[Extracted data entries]
◆ ◆ ◆

PR #746, opened 2025-06-23
Shorten MaintainTrailingSlashURLMappings code by using an inline visitor

jevanlingen:
## What's changed?
Nothing, just refactoring

### Checklist

### DIFF
--- a/src/main/java/org/openrewrite/java/spring/boot3/MaintainTrailingSlashURLMappings.java
+++ b/src/main/java/org/openrewrite/java/spring/boot3/MaintainTrailingSlashURLMappings.java
@@ -57,11 +57,18 @@ public class MaintainTrailingSlashURLMappings extends ScanningRecipe<AtomicBoole
     public TreeVisitor<?, ExecutionContext> getScanner(AtomicBoolean acc) {
         return new JavaIsoVisitor<ExecutionContext>() {
             @Override
-            public J.CompilationUnit visitCompilationUnit(J.CompilationUnit cu, ExecutionContext ctx) {
-                if (!acc.get()) {
-                    acc.set(FindWebConfigurer.find(cu));
+            public J.ClassDeclaration visitClassDeclaration(J.ClassDeclaration classDecl, ExecutionContext ctx) {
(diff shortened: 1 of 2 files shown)


src/main/java/org/openrewrite/java/spring/boot3/MaintainTrailingSlashURLMappings.java
```diff
@@ -57,11 +57,18 @@ public AtomicBoolean getInitialValue(ExecutionContext ctx) {
...
-                if (!acc.get()) {
-                    acc.set(FindWebConfigurer.find(cu));
+            public J.ClassDeclaration visitClassDeclaration(J.ClassDeclaration classDecl, ExecutionContext ctx) {
+                if (!acc.get() && classDecl.getImplements() != null) {
+                    for (TypeTree impl : classDecl.getImplements()) {
+                        JavaType.FullyQualified fullyQualified = TypeUtils.asFullyQualified(impl.getType());
+                        if (fullyQualified != null &&
+                                (WEB_MVC_CONFIGURER.equals(fullyQualified.getFullyQualifiedName()) ||
+                                        WEB_FLUX_CONFIGURER.equals(fullyQualified.getFullyQualifiedName()))) {
+                            acc.set(true);
```
Jenson3210, line 67: We could use `break` to 100% match existing behaviour and to save some iterations.
```suggestion
                            acc.set(true);
                            break;
```

jevanlingen: This is unnecessary optimisation (which is why I also remove the extra return statement, check the original code 😉 ). As we do already the `acc.get()` check, there is a possibility of 1 time the code will match the for-loop per repository. Then the class should also have multiple implements to do the other iterations, which is also rare. Thus in the end you would save at much of 10ms or something.

I tend to keep the code as small as possible, unless this impacts performance a lot. In this case that absolutely untrue.

Jenson3210: If it is removed intentionally, no objections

◆ ◆ ◆

**PROMPT**.
Return every record exactly as it was given.

**REPLY**.
PR #746, opened 2025-06-23
Shorten MaintainTrailingSlashURLMappings code by using an inline visitor

jevanlingen:
## What's changed?
Nothing, just refactoring

### Checklist

### DIFF
--- a/src/main/java/org/openrewrite/java/spring/boot3/MaintainTrailingSlashURLMappings.java
+++ b/src/main/java/org/openrewrite/java/spring/boot3/MaintainTrailingSlashURLMappings.java
@@ -57,11 +57,18 @@ public class MaintainTrailingSlashURLMappings extends ScanningRecipe<AtomicBoole
     public TreeVisitor<?, ExecutionContext> getScanner(AtomicBoolean acc) {
         return new JavaIsoVisitor<ExecutionContext>() {
             @Override
-            public J.CompilationUnit visitCompilationUnit(J.CompilationUnit cu, ExecutionContext ctx) {
-                if (!acc.get()) {
-                    acc.set(FindWebConfigurer.find(cu));
+            public J.ClassDeclaration visitClassDeclaration(J.ClassDeclaration classDecl, ExecutionContext ctx) {
(diff shortened: 1 of 2 files shown)


src/main/java/org/openrewrite/java/spring/boot3/MaintainTrailingSlashURLMappings.java
```diff
@@ -57,11 +57,18 @@ public AtomicBoolean getInitialValue(ExecutionContext ctx) {
...
-                if (!acc.get()) {
-                    acc.set(FindWebConfigurer.find(cu));
+            public J.ClassDeclaration visitClassDeclaration(J.ClassDeclaration classDecl, ExecutionContext ctx) {
+                if (!acc.get() && classDecl.getImplements() != null) {
+                    for (TypeTree impl : classDecl.getImplements()) {
+                        JavaType.FullyQualified fullyQualified = TypeUtils.asFullyQualified(impl.getType());
+                        if (fullyQualified != null &&
+                                (WEB_MVC_CONFIGURER.equals(fullyQualified.getFullyQualifiedName()) ||
+                                        WEB_FLUX_CONFIGURER.equals(fullyQualified.getFullyQualifiedName()))) {
+                            acc.set(true);
```
Jenson3210, line 67: We could use `break` to 100% match existing behaviour and to save some iterations.
```suggestion
                            acc.set(true);
                            break;
```

jevanlingen: This is unnecessary optimisation (which is why I also remove the extra return statement, check the original code 😉 ). As we do already the `acc.get()` check, there is a possibility of 1 time the code will match the for-loop per repository. Then the class should also have multiple implements to do the other iterations, which is also rare. Thus in the end you would save at much of 10ms or something.

I tend to keep the code as small as possible, unless this impacts performance a lot. In this case that absolutely untrue.

Jenson3210: If it is removed intentionally, no objections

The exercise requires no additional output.